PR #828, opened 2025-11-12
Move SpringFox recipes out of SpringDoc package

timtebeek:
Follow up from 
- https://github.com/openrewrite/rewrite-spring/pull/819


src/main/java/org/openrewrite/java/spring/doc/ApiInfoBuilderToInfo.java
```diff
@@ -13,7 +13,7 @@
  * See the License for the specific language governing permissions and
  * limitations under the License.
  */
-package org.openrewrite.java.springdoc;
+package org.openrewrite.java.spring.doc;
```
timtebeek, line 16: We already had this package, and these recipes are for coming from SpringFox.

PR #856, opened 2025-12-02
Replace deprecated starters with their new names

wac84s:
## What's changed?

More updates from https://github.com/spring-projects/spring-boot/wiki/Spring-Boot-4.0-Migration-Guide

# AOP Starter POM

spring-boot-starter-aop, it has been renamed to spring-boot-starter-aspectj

Directions for this task: Show the lines of the listing above with "recipes".

Solution to the problem:
Move SpringFox recipes out of SpringDoc package
timtebeek, line 16: We already had this package, and these recipes are for coming from SpringFox.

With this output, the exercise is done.